_Task requirements:_ Search the data below for the string "derive" and copy all lines where it shows up.

_Extracted records:_
■ ■ ■

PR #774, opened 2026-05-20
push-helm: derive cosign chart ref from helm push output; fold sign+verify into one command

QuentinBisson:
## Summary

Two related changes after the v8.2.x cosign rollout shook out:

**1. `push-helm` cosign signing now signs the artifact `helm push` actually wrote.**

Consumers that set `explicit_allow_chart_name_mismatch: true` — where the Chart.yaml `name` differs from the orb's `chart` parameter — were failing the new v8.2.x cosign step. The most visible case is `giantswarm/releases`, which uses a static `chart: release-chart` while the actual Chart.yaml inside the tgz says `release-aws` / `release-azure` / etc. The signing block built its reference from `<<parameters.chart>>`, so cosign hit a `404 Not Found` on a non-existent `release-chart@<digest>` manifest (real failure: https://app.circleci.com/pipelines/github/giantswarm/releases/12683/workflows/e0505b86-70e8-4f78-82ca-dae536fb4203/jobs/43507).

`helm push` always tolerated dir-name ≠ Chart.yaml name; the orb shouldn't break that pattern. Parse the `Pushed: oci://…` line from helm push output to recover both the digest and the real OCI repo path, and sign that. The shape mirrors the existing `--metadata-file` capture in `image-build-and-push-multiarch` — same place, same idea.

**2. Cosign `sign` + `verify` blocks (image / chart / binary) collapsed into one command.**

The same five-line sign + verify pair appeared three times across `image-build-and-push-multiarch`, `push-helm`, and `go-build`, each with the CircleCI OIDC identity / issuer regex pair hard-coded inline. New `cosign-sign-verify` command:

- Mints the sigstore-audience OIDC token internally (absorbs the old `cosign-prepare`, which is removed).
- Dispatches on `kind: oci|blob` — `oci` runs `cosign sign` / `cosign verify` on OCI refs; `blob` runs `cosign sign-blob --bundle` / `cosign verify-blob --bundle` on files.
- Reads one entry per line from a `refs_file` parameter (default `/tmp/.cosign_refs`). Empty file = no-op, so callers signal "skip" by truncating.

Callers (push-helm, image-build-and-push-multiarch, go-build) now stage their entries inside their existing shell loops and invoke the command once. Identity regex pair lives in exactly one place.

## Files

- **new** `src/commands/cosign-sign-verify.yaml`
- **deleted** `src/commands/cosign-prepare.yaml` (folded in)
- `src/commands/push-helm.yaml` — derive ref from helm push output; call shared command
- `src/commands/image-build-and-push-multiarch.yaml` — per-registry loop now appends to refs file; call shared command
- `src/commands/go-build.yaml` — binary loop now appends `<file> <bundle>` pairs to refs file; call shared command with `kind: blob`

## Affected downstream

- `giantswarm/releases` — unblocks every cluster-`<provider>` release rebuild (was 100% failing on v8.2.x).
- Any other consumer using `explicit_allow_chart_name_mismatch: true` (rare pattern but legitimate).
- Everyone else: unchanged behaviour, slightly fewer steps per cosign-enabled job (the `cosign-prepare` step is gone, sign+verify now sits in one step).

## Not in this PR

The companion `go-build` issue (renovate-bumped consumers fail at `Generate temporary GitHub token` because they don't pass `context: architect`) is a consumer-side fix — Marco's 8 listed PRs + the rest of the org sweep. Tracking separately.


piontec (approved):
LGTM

■ ■ ■

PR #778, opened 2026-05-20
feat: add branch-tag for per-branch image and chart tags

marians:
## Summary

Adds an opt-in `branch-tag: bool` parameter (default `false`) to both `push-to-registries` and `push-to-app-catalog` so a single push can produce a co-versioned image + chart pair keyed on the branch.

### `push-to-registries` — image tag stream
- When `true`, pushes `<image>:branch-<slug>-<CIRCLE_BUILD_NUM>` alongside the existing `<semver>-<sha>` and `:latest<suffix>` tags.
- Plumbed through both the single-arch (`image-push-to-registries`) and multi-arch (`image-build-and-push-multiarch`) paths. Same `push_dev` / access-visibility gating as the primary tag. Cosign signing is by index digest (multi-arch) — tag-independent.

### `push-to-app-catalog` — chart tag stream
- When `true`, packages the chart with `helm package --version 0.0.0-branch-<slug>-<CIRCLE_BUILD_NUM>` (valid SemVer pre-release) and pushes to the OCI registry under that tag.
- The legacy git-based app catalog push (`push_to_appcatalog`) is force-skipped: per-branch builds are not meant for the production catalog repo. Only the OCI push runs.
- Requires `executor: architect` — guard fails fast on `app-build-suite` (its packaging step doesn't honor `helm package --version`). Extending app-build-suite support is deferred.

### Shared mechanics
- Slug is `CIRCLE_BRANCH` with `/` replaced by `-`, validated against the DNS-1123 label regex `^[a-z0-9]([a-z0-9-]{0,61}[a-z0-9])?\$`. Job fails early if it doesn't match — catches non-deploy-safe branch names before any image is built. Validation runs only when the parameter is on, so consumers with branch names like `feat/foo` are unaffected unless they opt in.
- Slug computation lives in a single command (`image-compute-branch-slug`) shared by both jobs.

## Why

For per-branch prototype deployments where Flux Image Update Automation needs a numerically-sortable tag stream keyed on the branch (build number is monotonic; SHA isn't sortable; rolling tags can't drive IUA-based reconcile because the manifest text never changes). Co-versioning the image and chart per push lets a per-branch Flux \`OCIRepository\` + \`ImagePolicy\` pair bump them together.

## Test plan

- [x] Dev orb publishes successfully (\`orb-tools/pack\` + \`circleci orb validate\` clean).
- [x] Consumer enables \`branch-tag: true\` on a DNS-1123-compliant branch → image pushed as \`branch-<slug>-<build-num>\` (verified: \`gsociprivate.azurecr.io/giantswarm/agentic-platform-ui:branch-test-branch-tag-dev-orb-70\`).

■ ■ ■

_Exercise output:_
push-helm: derive cosign chart ref from helm push output; fold sign+verify into one command
- `src/commands/push-helm.yaml` — derive ref from helm push output; call shared command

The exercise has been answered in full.